## RECORD EXTRACTS
----

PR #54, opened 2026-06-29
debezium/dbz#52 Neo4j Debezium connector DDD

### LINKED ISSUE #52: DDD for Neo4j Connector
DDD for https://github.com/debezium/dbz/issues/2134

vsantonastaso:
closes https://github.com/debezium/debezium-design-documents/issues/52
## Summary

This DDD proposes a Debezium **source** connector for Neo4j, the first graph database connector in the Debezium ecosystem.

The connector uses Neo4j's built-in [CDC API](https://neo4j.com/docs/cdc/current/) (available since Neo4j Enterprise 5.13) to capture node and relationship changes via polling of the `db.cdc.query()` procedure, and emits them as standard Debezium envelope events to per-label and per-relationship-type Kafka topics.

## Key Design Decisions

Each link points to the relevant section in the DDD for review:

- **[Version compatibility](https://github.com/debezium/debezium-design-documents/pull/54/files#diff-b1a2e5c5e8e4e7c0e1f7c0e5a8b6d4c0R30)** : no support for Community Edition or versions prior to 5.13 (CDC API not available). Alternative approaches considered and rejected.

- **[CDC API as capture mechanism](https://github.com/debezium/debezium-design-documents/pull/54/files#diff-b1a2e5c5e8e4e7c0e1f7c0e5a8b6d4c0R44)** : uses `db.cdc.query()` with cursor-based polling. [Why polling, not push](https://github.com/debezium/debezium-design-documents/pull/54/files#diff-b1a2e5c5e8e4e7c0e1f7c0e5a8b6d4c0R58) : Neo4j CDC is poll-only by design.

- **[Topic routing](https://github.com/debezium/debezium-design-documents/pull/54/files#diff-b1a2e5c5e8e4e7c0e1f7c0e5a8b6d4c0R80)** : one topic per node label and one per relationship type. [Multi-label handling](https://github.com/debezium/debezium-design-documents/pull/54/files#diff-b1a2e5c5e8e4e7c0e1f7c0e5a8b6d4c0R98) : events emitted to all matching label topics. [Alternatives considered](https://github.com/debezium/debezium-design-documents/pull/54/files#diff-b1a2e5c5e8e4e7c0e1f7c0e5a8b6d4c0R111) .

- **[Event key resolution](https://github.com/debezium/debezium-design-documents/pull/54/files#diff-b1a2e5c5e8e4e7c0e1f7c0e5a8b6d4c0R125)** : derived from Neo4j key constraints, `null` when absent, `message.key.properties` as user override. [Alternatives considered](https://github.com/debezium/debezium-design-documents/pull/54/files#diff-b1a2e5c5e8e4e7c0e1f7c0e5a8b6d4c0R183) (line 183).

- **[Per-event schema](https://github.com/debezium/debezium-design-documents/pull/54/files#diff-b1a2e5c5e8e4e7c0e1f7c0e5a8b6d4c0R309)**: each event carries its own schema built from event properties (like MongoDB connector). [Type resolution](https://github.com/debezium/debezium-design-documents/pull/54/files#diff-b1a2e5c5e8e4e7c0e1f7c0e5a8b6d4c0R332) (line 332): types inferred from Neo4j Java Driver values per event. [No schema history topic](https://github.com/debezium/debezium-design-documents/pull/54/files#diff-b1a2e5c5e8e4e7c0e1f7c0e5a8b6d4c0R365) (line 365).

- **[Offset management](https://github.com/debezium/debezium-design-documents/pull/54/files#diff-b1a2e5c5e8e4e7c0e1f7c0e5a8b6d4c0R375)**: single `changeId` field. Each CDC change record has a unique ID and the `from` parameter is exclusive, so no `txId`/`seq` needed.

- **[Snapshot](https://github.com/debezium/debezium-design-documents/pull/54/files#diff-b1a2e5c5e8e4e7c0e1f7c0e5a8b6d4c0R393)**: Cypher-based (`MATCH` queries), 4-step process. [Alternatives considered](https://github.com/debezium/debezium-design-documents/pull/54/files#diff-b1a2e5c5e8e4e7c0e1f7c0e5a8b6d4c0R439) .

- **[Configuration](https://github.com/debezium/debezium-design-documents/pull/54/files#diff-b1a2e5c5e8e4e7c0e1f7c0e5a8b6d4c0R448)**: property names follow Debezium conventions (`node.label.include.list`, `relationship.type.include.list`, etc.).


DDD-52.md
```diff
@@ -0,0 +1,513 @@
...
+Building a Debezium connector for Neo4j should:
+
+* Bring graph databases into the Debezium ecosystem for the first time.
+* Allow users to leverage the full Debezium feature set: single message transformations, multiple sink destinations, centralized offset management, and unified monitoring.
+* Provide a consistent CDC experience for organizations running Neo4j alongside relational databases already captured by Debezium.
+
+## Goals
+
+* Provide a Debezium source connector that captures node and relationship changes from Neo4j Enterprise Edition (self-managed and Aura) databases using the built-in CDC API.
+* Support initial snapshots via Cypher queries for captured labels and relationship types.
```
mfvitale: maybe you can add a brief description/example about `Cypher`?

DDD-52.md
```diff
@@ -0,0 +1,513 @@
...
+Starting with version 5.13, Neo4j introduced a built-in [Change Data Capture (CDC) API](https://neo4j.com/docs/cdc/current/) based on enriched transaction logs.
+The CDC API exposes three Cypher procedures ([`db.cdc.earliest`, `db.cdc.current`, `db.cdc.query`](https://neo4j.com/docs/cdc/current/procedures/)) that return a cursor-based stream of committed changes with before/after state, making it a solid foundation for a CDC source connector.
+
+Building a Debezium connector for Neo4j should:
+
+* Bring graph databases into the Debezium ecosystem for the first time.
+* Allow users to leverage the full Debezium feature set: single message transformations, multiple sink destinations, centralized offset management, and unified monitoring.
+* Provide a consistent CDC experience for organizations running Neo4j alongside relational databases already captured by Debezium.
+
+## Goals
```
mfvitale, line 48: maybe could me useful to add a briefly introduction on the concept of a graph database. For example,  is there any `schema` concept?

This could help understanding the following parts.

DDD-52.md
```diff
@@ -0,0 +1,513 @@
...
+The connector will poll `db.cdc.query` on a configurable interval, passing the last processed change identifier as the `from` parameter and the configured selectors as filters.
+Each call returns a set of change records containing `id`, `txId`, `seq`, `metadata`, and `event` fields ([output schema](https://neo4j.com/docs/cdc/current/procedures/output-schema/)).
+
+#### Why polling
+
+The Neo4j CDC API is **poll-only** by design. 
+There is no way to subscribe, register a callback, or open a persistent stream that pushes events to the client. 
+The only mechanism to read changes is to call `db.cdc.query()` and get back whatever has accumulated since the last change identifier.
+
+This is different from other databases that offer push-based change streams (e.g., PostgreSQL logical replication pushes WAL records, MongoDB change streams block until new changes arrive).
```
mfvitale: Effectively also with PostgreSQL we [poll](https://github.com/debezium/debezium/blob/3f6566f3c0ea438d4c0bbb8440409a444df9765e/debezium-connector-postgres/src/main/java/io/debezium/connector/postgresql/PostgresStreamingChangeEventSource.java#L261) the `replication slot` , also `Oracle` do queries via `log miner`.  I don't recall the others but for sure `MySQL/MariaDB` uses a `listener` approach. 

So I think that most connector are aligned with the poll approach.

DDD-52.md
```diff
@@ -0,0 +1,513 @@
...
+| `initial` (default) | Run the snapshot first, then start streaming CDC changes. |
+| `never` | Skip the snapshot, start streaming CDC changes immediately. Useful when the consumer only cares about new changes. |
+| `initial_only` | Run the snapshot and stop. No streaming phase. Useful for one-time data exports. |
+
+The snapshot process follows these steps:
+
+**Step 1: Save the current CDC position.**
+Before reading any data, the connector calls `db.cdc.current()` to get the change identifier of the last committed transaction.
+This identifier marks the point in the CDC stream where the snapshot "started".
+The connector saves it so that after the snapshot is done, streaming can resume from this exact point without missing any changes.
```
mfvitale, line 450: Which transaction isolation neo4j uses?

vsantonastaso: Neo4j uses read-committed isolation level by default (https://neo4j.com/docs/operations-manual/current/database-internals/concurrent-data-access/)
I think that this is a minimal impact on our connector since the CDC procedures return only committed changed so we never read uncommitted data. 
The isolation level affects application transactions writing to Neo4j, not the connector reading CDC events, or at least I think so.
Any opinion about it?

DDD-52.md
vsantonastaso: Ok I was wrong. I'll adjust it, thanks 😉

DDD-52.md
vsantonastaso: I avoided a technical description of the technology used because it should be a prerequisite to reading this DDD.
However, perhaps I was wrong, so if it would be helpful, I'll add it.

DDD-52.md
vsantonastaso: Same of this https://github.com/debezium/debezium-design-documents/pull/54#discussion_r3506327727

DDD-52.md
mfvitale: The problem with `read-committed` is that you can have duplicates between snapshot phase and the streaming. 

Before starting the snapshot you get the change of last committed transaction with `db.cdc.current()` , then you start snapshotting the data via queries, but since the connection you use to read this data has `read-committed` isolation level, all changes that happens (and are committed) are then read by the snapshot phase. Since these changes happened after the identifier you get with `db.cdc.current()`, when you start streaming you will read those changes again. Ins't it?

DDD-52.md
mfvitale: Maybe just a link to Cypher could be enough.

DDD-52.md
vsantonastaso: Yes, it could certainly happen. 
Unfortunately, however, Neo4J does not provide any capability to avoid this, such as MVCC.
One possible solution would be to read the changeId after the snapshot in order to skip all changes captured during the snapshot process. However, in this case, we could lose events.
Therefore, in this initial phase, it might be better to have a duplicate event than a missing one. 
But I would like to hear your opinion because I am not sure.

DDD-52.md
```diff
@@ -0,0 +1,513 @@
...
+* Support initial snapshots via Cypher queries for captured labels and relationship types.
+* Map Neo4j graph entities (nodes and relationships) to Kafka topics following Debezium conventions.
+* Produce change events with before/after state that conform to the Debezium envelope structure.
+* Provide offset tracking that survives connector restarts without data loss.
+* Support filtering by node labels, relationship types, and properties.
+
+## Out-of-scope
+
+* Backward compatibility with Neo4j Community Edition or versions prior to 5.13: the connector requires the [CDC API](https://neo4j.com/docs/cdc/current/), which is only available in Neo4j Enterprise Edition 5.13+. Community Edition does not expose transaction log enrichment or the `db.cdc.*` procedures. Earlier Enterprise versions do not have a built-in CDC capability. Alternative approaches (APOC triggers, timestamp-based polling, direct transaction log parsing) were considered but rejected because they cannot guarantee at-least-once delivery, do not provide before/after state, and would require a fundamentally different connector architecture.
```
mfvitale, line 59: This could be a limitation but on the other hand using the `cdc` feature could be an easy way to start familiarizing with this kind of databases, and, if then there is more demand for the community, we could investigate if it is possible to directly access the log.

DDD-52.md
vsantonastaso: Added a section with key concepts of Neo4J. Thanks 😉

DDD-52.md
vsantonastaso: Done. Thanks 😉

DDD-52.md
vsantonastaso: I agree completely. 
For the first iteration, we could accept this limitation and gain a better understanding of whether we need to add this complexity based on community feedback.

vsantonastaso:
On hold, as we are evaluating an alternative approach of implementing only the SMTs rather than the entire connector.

----

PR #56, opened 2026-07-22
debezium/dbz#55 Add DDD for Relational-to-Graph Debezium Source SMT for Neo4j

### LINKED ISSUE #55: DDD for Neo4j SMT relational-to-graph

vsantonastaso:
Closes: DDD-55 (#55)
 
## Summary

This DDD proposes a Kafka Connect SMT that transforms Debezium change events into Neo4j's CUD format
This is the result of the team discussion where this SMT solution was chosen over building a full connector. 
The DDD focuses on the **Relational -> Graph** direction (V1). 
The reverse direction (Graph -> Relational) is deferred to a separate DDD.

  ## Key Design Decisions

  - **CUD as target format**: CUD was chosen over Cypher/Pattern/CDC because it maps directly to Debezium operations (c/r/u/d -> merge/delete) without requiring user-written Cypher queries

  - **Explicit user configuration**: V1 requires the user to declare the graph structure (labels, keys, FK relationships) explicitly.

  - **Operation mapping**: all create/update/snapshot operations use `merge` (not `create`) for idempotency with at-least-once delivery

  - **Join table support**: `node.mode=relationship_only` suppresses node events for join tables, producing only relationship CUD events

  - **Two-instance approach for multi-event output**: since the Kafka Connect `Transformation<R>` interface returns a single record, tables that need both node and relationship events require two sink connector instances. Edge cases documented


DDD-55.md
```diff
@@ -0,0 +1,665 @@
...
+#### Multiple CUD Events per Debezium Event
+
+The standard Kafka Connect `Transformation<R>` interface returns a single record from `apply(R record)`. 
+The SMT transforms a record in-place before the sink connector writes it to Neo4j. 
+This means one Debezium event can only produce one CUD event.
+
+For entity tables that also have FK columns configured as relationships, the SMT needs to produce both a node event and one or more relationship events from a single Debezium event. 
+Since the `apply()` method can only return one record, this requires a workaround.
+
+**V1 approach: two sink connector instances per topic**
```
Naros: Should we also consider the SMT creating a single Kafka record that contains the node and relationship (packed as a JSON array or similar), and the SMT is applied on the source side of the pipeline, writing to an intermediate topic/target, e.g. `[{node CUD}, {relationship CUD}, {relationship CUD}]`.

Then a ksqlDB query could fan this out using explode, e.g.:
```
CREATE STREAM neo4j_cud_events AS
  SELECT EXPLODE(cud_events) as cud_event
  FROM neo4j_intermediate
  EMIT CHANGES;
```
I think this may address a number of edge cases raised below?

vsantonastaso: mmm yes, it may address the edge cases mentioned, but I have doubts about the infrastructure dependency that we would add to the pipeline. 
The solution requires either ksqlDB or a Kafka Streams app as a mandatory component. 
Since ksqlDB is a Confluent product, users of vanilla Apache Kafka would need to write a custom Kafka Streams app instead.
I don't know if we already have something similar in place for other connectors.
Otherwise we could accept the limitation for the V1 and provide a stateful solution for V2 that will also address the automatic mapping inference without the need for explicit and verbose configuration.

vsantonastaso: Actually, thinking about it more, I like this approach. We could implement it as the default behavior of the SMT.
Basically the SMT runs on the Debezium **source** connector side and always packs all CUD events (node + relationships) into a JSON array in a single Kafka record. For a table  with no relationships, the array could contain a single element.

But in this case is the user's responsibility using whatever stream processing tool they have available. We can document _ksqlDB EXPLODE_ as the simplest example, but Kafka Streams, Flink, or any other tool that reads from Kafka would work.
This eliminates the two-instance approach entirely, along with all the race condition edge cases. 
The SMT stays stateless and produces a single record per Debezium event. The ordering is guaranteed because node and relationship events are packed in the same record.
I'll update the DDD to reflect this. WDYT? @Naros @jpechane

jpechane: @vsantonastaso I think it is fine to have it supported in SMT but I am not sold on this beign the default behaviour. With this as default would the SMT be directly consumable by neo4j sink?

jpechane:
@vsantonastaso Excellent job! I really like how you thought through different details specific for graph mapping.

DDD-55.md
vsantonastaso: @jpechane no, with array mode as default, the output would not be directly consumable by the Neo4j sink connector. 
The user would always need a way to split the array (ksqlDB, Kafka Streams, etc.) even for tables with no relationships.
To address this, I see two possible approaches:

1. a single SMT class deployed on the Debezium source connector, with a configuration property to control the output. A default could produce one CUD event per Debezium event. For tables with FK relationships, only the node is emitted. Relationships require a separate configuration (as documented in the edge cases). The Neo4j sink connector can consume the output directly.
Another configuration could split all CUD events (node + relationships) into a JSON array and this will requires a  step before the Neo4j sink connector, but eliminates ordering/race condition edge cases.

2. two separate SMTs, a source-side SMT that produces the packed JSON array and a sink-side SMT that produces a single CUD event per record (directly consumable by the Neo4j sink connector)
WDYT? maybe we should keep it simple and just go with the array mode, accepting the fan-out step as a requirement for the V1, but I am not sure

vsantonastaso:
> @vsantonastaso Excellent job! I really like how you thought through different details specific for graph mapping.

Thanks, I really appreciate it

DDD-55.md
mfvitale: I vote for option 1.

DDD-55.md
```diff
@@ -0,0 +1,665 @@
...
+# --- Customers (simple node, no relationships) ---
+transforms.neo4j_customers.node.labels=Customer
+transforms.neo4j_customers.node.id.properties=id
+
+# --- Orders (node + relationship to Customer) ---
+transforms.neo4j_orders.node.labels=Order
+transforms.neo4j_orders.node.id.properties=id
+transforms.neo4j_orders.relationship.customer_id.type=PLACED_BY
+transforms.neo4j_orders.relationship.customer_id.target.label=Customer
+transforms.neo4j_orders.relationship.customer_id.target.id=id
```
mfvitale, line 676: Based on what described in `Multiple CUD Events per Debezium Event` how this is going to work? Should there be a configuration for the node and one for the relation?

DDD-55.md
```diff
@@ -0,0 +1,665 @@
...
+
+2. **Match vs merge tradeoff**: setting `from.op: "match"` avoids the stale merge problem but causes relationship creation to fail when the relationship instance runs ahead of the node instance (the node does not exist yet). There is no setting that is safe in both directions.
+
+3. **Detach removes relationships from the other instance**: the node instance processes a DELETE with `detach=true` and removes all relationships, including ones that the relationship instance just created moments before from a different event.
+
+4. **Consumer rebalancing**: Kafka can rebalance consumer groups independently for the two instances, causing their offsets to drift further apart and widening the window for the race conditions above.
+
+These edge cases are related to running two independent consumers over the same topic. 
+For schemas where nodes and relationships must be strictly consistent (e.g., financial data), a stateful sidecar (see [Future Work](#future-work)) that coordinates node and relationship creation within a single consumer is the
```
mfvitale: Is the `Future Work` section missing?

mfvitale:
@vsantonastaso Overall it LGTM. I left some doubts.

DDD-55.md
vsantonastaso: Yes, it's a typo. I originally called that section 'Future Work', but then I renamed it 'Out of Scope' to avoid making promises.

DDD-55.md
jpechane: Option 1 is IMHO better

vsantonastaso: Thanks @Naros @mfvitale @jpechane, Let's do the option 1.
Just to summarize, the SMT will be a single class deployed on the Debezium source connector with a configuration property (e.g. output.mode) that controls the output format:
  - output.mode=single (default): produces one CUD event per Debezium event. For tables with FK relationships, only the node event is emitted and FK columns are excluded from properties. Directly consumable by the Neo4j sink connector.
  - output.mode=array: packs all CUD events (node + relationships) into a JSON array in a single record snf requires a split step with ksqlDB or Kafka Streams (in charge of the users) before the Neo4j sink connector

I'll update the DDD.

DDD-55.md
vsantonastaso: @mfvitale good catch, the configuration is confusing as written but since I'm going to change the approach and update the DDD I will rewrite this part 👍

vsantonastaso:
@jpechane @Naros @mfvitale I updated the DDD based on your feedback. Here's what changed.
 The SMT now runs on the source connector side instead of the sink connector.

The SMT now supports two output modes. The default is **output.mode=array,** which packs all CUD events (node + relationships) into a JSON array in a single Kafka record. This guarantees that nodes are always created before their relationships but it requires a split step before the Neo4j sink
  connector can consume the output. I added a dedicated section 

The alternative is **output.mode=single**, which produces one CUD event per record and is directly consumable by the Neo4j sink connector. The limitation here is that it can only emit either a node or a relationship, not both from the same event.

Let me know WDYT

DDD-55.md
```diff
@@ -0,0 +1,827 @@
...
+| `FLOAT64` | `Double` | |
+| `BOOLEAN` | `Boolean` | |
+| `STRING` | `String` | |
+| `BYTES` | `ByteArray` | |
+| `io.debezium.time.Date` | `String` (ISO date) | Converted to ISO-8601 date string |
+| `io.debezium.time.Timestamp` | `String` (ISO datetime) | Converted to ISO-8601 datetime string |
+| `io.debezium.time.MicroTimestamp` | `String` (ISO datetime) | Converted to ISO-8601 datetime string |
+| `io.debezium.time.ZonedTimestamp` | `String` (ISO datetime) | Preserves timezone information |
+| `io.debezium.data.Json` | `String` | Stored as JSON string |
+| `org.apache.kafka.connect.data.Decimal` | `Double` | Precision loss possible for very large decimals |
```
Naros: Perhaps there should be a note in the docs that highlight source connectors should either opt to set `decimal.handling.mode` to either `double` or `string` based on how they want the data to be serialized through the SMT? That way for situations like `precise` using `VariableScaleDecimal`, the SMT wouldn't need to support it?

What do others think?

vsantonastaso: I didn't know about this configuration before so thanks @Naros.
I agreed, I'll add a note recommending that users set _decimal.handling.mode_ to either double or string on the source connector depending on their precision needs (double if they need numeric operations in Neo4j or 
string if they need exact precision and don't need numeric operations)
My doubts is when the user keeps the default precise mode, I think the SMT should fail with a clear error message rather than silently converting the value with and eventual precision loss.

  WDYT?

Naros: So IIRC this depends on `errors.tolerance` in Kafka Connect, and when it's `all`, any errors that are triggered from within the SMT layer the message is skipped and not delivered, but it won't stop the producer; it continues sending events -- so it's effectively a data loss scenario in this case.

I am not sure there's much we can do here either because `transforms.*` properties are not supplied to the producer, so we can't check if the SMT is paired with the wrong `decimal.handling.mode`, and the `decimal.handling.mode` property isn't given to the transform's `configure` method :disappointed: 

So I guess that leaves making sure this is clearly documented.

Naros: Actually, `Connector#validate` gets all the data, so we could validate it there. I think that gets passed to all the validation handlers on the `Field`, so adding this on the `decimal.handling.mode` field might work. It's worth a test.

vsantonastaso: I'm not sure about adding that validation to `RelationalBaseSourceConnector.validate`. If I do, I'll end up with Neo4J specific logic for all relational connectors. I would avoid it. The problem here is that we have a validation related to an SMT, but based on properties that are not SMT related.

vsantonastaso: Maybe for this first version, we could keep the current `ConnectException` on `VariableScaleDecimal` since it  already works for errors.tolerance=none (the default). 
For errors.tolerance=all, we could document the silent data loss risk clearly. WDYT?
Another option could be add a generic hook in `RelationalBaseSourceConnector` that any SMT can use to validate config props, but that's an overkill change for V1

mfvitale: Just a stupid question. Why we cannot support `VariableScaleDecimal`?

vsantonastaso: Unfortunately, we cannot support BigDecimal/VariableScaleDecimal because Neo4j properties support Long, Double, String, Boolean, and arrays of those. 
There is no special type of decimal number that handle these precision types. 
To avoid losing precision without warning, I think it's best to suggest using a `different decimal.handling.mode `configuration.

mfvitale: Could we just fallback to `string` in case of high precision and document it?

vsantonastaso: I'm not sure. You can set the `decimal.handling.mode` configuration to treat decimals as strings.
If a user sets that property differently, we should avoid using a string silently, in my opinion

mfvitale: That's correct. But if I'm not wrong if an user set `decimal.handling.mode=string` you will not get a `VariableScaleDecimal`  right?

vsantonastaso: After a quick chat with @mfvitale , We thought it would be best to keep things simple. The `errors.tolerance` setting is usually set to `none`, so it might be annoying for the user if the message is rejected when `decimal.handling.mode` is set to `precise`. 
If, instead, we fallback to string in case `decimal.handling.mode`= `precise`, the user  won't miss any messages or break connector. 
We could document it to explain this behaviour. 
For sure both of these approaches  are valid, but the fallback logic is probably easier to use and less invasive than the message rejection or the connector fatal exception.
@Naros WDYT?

----

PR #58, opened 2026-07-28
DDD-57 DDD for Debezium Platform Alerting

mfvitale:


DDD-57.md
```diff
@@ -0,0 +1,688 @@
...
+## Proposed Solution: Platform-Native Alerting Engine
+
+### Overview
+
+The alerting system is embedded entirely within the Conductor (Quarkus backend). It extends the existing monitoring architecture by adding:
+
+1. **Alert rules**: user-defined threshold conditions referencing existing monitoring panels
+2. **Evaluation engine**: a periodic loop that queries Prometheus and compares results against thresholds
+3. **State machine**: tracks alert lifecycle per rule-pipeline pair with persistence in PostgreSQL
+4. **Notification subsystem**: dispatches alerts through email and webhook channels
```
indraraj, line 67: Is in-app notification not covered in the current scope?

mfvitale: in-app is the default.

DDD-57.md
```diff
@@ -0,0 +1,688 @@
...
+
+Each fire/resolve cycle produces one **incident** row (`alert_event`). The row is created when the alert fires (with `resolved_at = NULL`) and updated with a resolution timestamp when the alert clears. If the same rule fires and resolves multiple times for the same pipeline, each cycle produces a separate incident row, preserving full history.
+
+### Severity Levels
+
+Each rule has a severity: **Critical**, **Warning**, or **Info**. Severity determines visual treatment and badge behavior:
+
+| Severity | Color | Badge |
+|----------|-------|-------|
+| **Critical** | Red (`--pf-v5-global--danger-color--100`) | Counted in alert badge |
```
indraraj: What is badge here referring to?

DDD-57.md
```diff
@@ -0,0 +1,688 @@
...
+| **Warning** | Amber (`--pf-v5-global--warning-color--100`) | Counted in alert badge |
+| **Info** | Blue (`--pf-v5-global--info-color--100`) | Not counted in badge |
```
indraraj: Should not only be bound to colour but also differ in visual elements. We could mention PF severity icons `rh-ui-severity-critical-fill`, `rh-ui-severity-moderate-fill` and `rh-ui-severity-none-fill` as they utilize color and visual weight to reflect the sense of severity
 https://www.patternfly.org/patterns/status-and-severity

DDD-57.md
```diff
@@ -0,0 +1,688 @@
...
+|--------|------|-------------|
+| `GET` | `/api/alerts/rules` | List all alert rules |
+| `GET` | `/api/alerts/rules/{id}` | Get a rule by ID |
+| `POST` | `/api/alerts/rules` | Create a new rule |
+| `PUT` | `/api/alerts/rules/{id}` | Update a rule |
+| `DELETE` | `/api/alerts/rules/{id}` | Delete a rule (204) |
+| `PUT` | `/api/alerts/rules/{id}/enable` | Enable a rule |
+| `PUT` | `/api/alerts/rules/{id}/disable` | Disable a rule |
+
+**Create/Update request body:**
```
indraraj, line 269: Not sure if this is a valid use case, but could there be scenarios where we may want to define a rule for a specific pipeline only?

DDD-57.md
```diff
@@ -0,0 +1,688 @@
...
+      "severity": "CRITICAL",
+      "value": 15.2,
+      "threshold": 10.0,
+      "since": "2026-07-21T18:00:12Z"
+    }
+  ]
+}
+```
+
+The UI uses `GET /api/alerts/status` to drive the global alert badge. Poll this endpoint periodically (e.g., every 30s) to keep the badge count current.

----

## WORK ORDER
Of the lines above, copy each that contains "returns".

## FINISHED TASK
+Each call returns a set of change records containing `id`, `txId`, `seq`, `metadata`, and `event` fields ([output schema](https://neo4j.com/docs/cdc/current/procedures/output-schema/)).
  - **Two-instance approach for multi-event output**: since the Kafka Connect `Transformation<R>` interface returns a single record, tables that need both node and relationship events require two sink connector instances. Edge cases documented
+The standard Kafka Connect `Transformation<R>` interface returns a single record from `apply(R record)`. 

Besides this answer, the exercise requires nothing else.